The first one is something worth of a meditation. "Why people is negative about your efforts?" Some people might care about you, wasting your time and making yourself angry, but this is the less likely. Some other people might just want to show how knowledgeful they are, to compete in this game of domestic politics where everyone must show some value to be a worthy member of this society. Then, other people might just be scared of you, since you are proving to think very differently than them, and these people can't stand diversity (these are the same who will burn anyone not sharing their religion a few centuries ago). There could be other reasons, but these are the most probable, in my opinion.

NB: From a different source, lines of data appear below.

PR #2292, opened 2025-04-30
Fwd canonicalizer, fix const noneed

wsmoses:


enzyme/Enzyme/MLIR/Dialect/Ops.cpp
```diff
@@ -218,6 +218,14 @@ class FwdRetOpt final : public OpRewritePattern<ForwardDiffOp> {
     for (auto [idx, act] : llvm::enumerate(retActivity)) {
       auto iattr = cast<ActivityAttr>(act);
       auto val = iattr.getValue();
+
+      // const_noneed does not have a value associated with it
+      // so we can't index into outputs.
+      if (val == Activity::enzyme_constnoneed) {
```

About your other questions, you've been offered good advice, I think. Many of us love to give advice, and here goes mine:
Every land is unique. You have to observe it carefully to learn about what can be done and what not. If you want to plant pear sapplings, look at what pear sapplings need to thrive, look at what your land is offering to the sapplings, and then think what you can do to make a difference. Of course, pears are not desert fruit trees. But pears can endure mediterranean climate. Maybe you can develop a desert variety from a variety that is adapted to extremely dry mediterranean climate. Still, you will need to work on your microclimates to achieve that extreme mediterranean climate, closing the gap. Irrigation, shades, heat storages and wind breaks are tools for building microclimates. If you don't want to work like a mule in the future, try to create your microclimates in a way that are self-sustainable. For example, using water retention structures you will make better use of the little water you might receive, and it's much better if your plants get the water directly from your water retention structure rather than depending on you for watering.
You will be introducing a species from a very different ecosystem, so your desert ecosystem might reject it in the first attempts. If you want your pears to thrive, they need something more than a proper microclimate, they need a supporting ecosystem. Without a proper diversity of thorny, poisonous, smelly and other ugly plants, and also dangerous animals your lovely pears might not have a chance.